PR #1824, opened 2026-04-30
feat: add enableGetPreferredAllocation flag

DSFans2014:
**What type of PR is this?**

/kind feature

#1743 will enable `GetPreferredAllocation` by default and rename DeviceIDs. 
We discussed this feature in the weekly meeting, and the final conclusion was to add a switch that is disabled by default.

Additionally, using the default fallback may cause the following error, so  it has been changed to return an empty response in this pr.

ScreenShot_2026-04-30_130603_447

Fixes #


Shouren (approved):
/lgtm

PR #1825, opened 2026-04-30
refactor: filter device at nvml-manager

DSFans2014:
**What type of PR is this?**

/kind design

#1817 add filter in server.go before register.  This solution filters before registration. However, if the filtered-out devices are faulty cards, this may cause additional issues.  So we filter at the `nvml_manager` during device identification.

Fixes #


Shouren (approved):
/lgtm

PR #1831, opened 2026-05-02
fix(ascend): check unmarshal error before iterating node devices

mesutoezdil:
/kind bug

The GetNodeDevices function in the Ascend device implementation was iterating over nodeDevices before checking the error returned by UnMarshalNodeDevices. If the unmarshal fails and returns a partial result alongside an error, the loop would mutate that partial data before the error is caught and returned.

The NVIDIA and Hygon implementations both check the error first. This aligns the Ascend implementation with the same pattern.


mesutoezdil:
@fouof can you take a look? moves the vendor loop after the unmarshal error check in pkg/device/ascend/device.go to match nvidia and hygon.

mesutoezdil:
@archlitchi can you take a look? moves the vendor loop after the unmarshal error check in pkg/device/ascend/device.go to match nvidia and hygon.

maishivamhoo123:
e2e job seems to be cancelled due to runner timeout, likely infra-related.
/lgtm

Shouren (approved):
/lgtm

# [How to complete this task]
Transcribe the entire listing above precisely.

# [Reply to the task]
PR #1824, opened 2026-04-30
feat: add enableGetPreferredAllocation flag

DSFans2014:
**What type of PR is this?**

/kind feature

#1743 will enable `GetPreferredAllocation` by default and rename DeviceIDs. 
We discussed this feature in the weekly meeting, and the final conclusion was to add a switch that is disabled by default.

Additionally, using the default fallback may cause the following error, so  it has been changed to return an empty response in this pr.

ScreenShot_2026-04-30_130603_447

Fixes #


Shouren (approved):
/lgtm

PR #1825, opened 2026-04-30
refactor: filter device at nvml-manager

DSFans2014:
**What type of PR is this?**

/kind design

#1817 add filter in server.go before register.  This solution filters before registration. However, if the filtered-out devices are faulty cards, this may cause additional issues.  So we filter at the `nvml_manager` during device identification.

Fixes #


Shouren (approved):
/lgtm

PR #1831, opened 2026-05-02
fix(ascend): check unmarshal error before iterating node devices

mesutoezdil:
/kind bug

The GetNodeDevices function in the Ascend device implementation was iterating over nodeDevices before checking the error returned by UnMarshalNodeDevices. If the unmarshal fails and returns a partial result alongside an error, the loop would mutate that partial data before the error is caught and returned.

The NVIDIA and Hygon implementations both check the error first. This aligns the Ascend implementation with the same pattern.


mesutoezdil:
@fouof can you take a look? moves the vendor loop after the unmarshal error check in pkg/device/ascend/device.go to match nvidia and hygon.

mesutoezdil:
@archlitchi can you take a look? moves the vendor loop after the unmarshal error check in pkg/device/ascend/device.go to match nvidia and hygon.

maishivamhoo123:
e2e job seems to be cancelled due to runner timeout, likely infra-related.
/lgtm

Shouren (approved):
/lgtm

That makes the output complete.